“We have the ability to lie – not just to others, but also to ourselves.”

-Dan Ariely

As I was flying back from the Fortune Brainstorm Conference last night, I was grinding through the back half of Ariely’s The (Honest) Truth About Dishonesty thinking about his aforementioned quote. With Twitter policing the pundits in real-time, and the fun cops (SEC) taking some “smart money” guys down, do we really have the ability to lie in this profession like we used to?

I like Ariely’s book because I have my own self deceptions that we’ve been building a firm around this vision of unearthing the Old Wall’s storytelling for over half a decade now. But that’s hardly the total truth. Reality is that the tectonic industry plate-shift from opacity to transparency is much bigger than I’ll ever be. I’m just a Mucker on the front lines of it all.

Wall Street was a closed-network that paid a massive premium for inside information, front-running, etc. Now that is dying on opacity’s vine as an open-network (Twitter is The New Tape) transcends accountability. There are no more “grey areas” to compound returns in. The crowd can see most things now; it can quickly conclude what is black and white.

Back to the Global Macro Grind

“We want explanations for why we behave as we do and for the ways the world around us functions. Even when our feeble explanations have little to do with reality. We’re storytelling creatures by nature, and we tell ourselves story after story until we come up with an explanation we like…” –Dan Ariely (pg 165)

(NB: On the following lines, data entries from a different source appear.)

PR #119, opened 2016-09-02
Get createManagedInstance to work with Subscriber<T> where T != Payload

maxwellsayles:
With -Werror and -Woverloaded-virtual, we cannot use `createManagedInstance` with a `Subscriber<T>` where `T != Payload`.

test/simple/SubscriberNonPayloadTest.cpp will fail without the changes to MemoryMixin.h

Other mixins also refer to Payload directly, but I can fix those up in subsequent diffs.

### DIFF
--- a/src/mixins/MemoryMixin.h
+++ b/src/mixins/MemoryMixin.h
@@ -30,7 +30,7 @@ namespace reactivesocket {
 /// implicitly specified as virtual, depending on whether the Base class
 /// is implementing the (virtual) methods of the
 /// Subscription or the Subscriber interface.
-template <typename Base>
+template <typename Base, typename Payload = Payload>
 class MemoryMixin : public Base {
   static_assert(
       std::is_base_of<IntrusiveDeleter, Base>::value,
@@ -126,10 +126,11 @@ class WithIntrusiveDeleter {
 
 } // namespace details
 
-template <typename Base, typename... TArgs>
+template <typename Base, typename Payload = Payload, typename... TArgs>
 Base& createManagedInstance(TArgs&&... args) {
   auto* instance =
-      new MemoryMixin<typename details::WithIntrusiveDeleter<Base>::T>(
+      new MemoryMixin<typename details::WithIntrusiveDeleter<Base>::T,
+                      Payload>(
           std::forward<TArgs>(args)...);
   return *instance;
 }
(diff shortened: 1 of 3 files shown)


src/mixins/MemoryMixin.h
```diff
@@ -30,7 +30,7 @@ namespace reactivesocket {
 /// implicitly specified as virtual, depending on whether the Base class
 /// is implementing the (virtual) methods of the
 /// Subscription or the Subscriber interface.
-template <typename Base>
+template <typename Base, typename Payload = Payload>
```
yschimke: If I understand the intention of your change, shouldn't this be?

`typename T = Payload`

Reactive Streams isn't tied to Payload https://github.com/ReactiveSocket/reactive-streams-cpp/blob/master/include/ReactiveStreams.h

maxwellsayles: Sure `typename T = Payload`.  The issue is on line 71 below where we have

  void onNext(Payload payload) {

I want `Payload` to be generic.   `typename T = Payload` might be more explicit and then I'll change `Payload` elsewhere.

src/mixins/MemoryMixin.h
```diff
@@ -126,10 +126,11 @@ class WithIntrusiveDeleter {
 
 } // namespace details
 
-template <typename Base, typename... TArgs>
+template <typename Base, typename Payload = Payload, typename... TArgs>
 Base& createManagedInstance(TArgs&&... args) {
   auto* instance =
-      new MemoryMixin<typename details::WithIntrusiveDeleter<Base>::T>(
+      new MemoryMixin<typename details::WithIntrusiveDeleter<Base>::T,
+                      Payload>(
```
maxwellsayles: Actually, when you run this with

> cmake -DCMAKE_BUILD_TYPE=DEBUG

I get
```
  ==7521==ERROR: LeakSanitizer: detected memory leaks
```
This is true even before the changes this diff introduces.

More generally, I think something like
```
return *(new MyClass);
```
leads to an awkward API and memory model that's difficult to manage.

test/simple/SubscriberNonPayloadTest.cpp
```diff
@@ -0,0 +1,30 @@
...
+ public:
+  ~FooSubscriber() override = default;
+  void onSubscribe(Subscription&) override {}
+  void onNext(Foo) override {}
+  void onComplete() override {}
+  void onError(folly::exception_wrapper) override {}
+};
+
+int main(int argc, char** argv) {
+auto& m = createManagedInstance<FooSubscriber, Foo>();
```
maxwellsayles: Looks like despite being "managed", this might still be leaking.  This is the case even before the changes in this diff.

So, let me tell you a story this morning…

And allow me to start with the non-fictional parts, which are called market prices. Isn’t that where I should begin? Or should I begin with a thesis on where the last market price should be? Stylistically, there’s a critical difference.

The difference is where your storytelling starts…

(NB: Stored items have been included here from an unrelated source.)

PR #120, opened 2016-09-02
createManagedInstance causes Subscriber to be leaked.

maxwellsayles:
This is a very simple test binary.  It just creates a Subscriber using `createManagedInstance`.  This instance appears to be leaked when I build and run it with

> cmake ../ -DCMAKE_BUILD_TYPE=DEBUG && make

```
$ ./leaked_subscriber

=================================================================
==9764==ERROR: LeakSanitizer: detected memory leaks

Direct leak of 24 byte(s) in 1 object(s) allocated from:
    #0 0x7f37b1362532 in operator new(unsigned long) (/usr/lib/x86_64-linux-gnu/libasan.so.2+0x99532)
        #1 0x40a010 in FooSubscriber& reactivesocket::createManagedInstance<FooSubscriber>() (/home/maxwellsayles/github/reactivesocket-cpp/build/leaked_subscriber+0x40a010)
	    #2 0x409362 in main /home/maxwellsayles/github/reactivesocket-cpp/test/simple/LeakedSubscriber.cpp:20
	        #3 0x7f37b01cd82f in __libc_start_main (/lib/x86_64-linux-gnu/libc.so.6+0x2082f)

SUMMARY: AddressSanitizer: 24 byte(s) leaked in 1 allocation(s).
```

I'm probably doing it wrong though.

### DIFF
--- a/CMakeLists.txt
+++ b/CMakeLists.txt
@@ -289,4 +289,18 @@ target_link_libraries(
 
 add_dependencies(tcpresumeserver gmock)
 
+add_executable(
+  leaked_subscriber
+  test/simple/LeakedSubscriber.cpp
+  )
+
+target_link_libraries(
+  leaked_subscriber
+  ReactiveSocket
+  ${FOLLY_LIBRARIES}
+  ${CMAKE_THREAD_LIBS_INIT}
+  )
+
+add_dependencies(leaked_subscriber ReactiveSocket ReactiveStreams)
+
 # EOF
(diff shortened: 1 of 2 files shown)


yschimke:
So the point of this feature is to make the object lifecycle match the events, so it will get leaked unless it sees those terminal events.  See https://github.com/ReactiveSocket/reactivesocket-cpp/blob/master/src/mixins/MemoryMixin.h

For anything more involved I'll defer to @stupaq-fb and @lehecka

maxwellsayles:
@yschimke, thanks.  I didn't look at the code closely enough.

There’s a clear divide between how we attempt to risk manage macro market moves and how some on the Old Wall do. Never mind starting with a macro theme or thesis, some just skip all of that and hire guys who gets told by other guys what Bernanke and Co. are going to say next (yes, almost the entire old boy network is still guys).

Do I think our Global Macro Themes are good lines of storytelling? Sure. So do our clients. Increasingly I’m hearing that’s really because we don’t start with an insider’s whisper or a theme at all – we start with the market’s last price.

To review, when I say we start with last price:

  1. I’m contextualizing the market’s last price within 3 core risk management durations (TRADE, TREND, and TAIL)
  2. TRADEs are 3 weeks or less; TRENDs are 3 months or more; TAILs are 3 years or less
  3. Context (TRADE/TREND/TAIL) is dynamic (i.e. it refreshes every 90 minutes of new price/volume/volatility data)

In other words, that’s where my storytelling starts – with my own pictures of the market’s message; not with where I want the market to be. Then my analyst team and I work backwards on things like long-cycle data, mean reversion risks, catalysts, etc. in order to probability weight whether or not there are any themes to discern.

Does this risk management process prevent me from making mistakes? Of course not. From a macro risk manager’s perspective though, I’d say that having the humility to start my every day with what Mr. Market thinks has prevented me from making the really big macro mistakes. But that’s just my version of the story.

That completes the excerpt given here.